WHAT TO WORK ON:
In the records below, count every line that includes the word "structure". Provide the total alone.

INFORMATION SHOWN:
Issue #1358, opened 2023-12-12
Unnecessary owner references


lentzi90:
**What steps did you take and what happened:**

1. Create a Cluster using Metal3DataTemplate and IPPool
2. Check the owner references on the IPAddress, IPClaim, Metal3Data, Metal3DataClaim and BareMetalHost
3. The Metal3Data owns the IPAddress and IPClaim (and the IPClaim owns the IPAddress). The Metal3Machine owns the BareMetalHost, Metal3DataClaim and Metal3Data (and the Metal3DataClaim owns the Metal3Data).

This owner structure seems quite strange and unnecessary. Why should the Metal3Machine own the Metal3Data for example when it already owns the Metal3DataClaim? And why should it own the BareMetalHost that is most likely created by the user?

These relations makes it harder to reason about behaviors and understanding the structure.
The owner references are usually used to delete owned objects when the owner is deleted. Owning both the parent and child, like is the case with the IPClaim and IPAddress, is not necessary and can lead to surprising behaviors.

**What did you expect to happen:**

The owner chain should not have situations where the grand parent owns both parent and child.
We should not put owner references on objects lightly. In general they belong on objects created from or managed by the owner, that should be deleted when the owner is deleted.

**Anything else you would like to add:**

There may be reasons for the structure that we have, but I have not been able to find them.
The main goal with this issue is to think critically about the structure we have, and think about if/how we can improve it.

**Environment:**

- Cluster-api version: v1.5.3
- Cluster-api-provider-metal3 version: v1.5.2
- Environment (metal3-dev-env or other): other
- Kubernetes version: (use `kubectl version`): v1.28.3

/kind bug

Rozzii:
I agree with you @lentzi90 as we have discussed this off GitHub, I will bring this up on triaging session on Wednesday, I would like a wide discussion over this involving as many of the contributors as possible.

zaneb:
Not an expert on CAPM3, but in general there's 2 motivations:

1. Ensure stuff gets deleted when the thing owning is deleted
2. Trigger reconciliation of the owner object when the owned object is modified

(Ideally these line up, but they don't always.)

> The Metal3Data owns the IPAddress and IPClaim (and the IPClaim owns the IPAddress).

Depending on what the IPAddress represents, this sounds potentially suspect.

> And why should \[the Metal3Machine\] own the BareMetalHost that is most likely created by the user?

[...]

PR #3520, opened 2026-07-01
⚠️ Deprecate Metal3DataTemplate spec.clusterName

adilGhaffarDev:
Historically a `Metal3DataTemplate` was tied to one `Cluster` via `spec.clusterName`, and the controller set a `Cluster` owner reference on it. This PR deprecates that field and decouples the template from any single Cluster, so one template can be shared across multiple clusters. Removing the coupling exposed a few behaviors that assumed a single owning Cluster, which this PR also fixes.

### Changes

1. **Deprecate `spec.clusterName`.** A validating webhook warns when the field is set. The controller no longer derives an owning Cluster from it or sets a Cluster owner reference on the template.
2. **Object-level pause.** Uses the pause annotation set directly on the template (`HasPaused(template)`) instead of the cluster-derived `IsPaused(cluster, obj)`, since a template may belong to many clusters.
3. **Secret(metaData and networkData) cluster-name label.** Derives the cluster name from the consuming machine (`machine.Spec.ClusterName`) instead of the template's own label.
4. **`Metal3Data` GC leak.** With the template no longer Cluster-owned, its leftover owner reference kept `Metal3Data` alive after cluster deletion. Removed it and made `Metal3DataClaim` the controlling owner, so `Metal3Data` is now in the Cluster's GC chain.
5. **Pivot (`clusterctl move`).** Added the `clusterctl.cluster.x-k8s.io/move` label to the CRD so the template is relocated during pivot even without a Cluster owner reference.
6. **Index allocation.** Made template-scoped, so a shared template hands out non-colliding indexes across clusters.
7. **E2E cleanup.** Teardown no longer waits for `Metal3DataTemplate` deletion on cluster removal, since it's intentionally no longer GC'd with the Cluster.

### Tests

**Unit** (baremetal, webhooks, controllers):
- **Shared-template index allocation** — a template already holding indexes `0` and `1` from two clusters gives a third cluster's claim index `2`, proving collision-free sharing.
- **`Metal3Data` owner references** — asserts the two-owner layout (controlling `Metal3DataClaim` + `Metal3Machine`, no `Metal3DataTemplate`), locking in the GC fix.
- **Webhook deprecation warning** — warns when `spec.clusterName` is set, not when empty.
- **Controller pause** — reconciliation is skipped via the template's own pause annotation.

**E2E** (e2e):
- **Pivot** — verifies the template is moved to the target cluster via the new move label.
- **Cleanup** — waits for `Metal3Data`/`Metal3DataClaim` GC on cluster deletion, no longer for `Metal3DataTemplate`.

Part of https://github.com/metal3-io/cluster-api-provider-metal3/issues/3521
Also related to https://github.com/metal3-io/cluster-api-provider-metal3/issues/1358

**Checklist:**

### DIFF
--- a/api/v1beta2/metal3datatemplate_types.go
+++ b/api/v1beta2/metal3datatemplate_types.go
@@ -888,8 +888,10 @@ type NetworkData struct {
 // Metal3DataTemplateSpec defines the desired state of Metal3DataTemplate.
 type Metal3DataTemplateSpec struct {
 	// clusterName is the name of the Cluster this object belongs to.
-	// +required
-	// +kubebuilder:validation:MinLength=1
+	//
+	// Deprecated: This field is deprecated and will be removed in a future release.
+	// It is no longer used by the controllers.
+	// +optional
 	// +kubebuilder:validation:MaxLength=512
 	ClusterName string `json:"clusterName,omitempty"`
 
@@ -923,6 +925,7 @@ type Metal3DataTemplateStatus struct {
 // +kubebuilder:storageversion
 // +kubebuilder:subresource:status
 // +kubebuilder:object:root=true
+// +kubebuilder:metadata:labels="clusterctl.cluster.x-k8s.io/move="
 // +kubebuilder:printcolumn:name="Cluster",type="string",JSONPath=".metadata.labels.cluster\\.x-k8s\\.io/cluster-name",description="Cluster to which this template belongs"
 // +kubebuilder:printcolumn:name="Age",type="date",JSONPath=".metadata.creationTimestamp",description="Time duration since creation of Metal3DataTemplate"
 
--- a/baremetal/metal3datatemplate_manager.go
+++ b/baremetal/metal3datatemplate_manager.go
@@ -31,7 +31,6 @@ import (
 	"k8s.io/apimachinery/pkg/runtime/schema"
 	"k8s.io/apimachinery/pkg/types"
 	"k8s.io/utils/ptr"
-	clusterv1 "sigs.k8s.io/cluster-api/api/core/v1beta2"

TASK RESPONSE:
4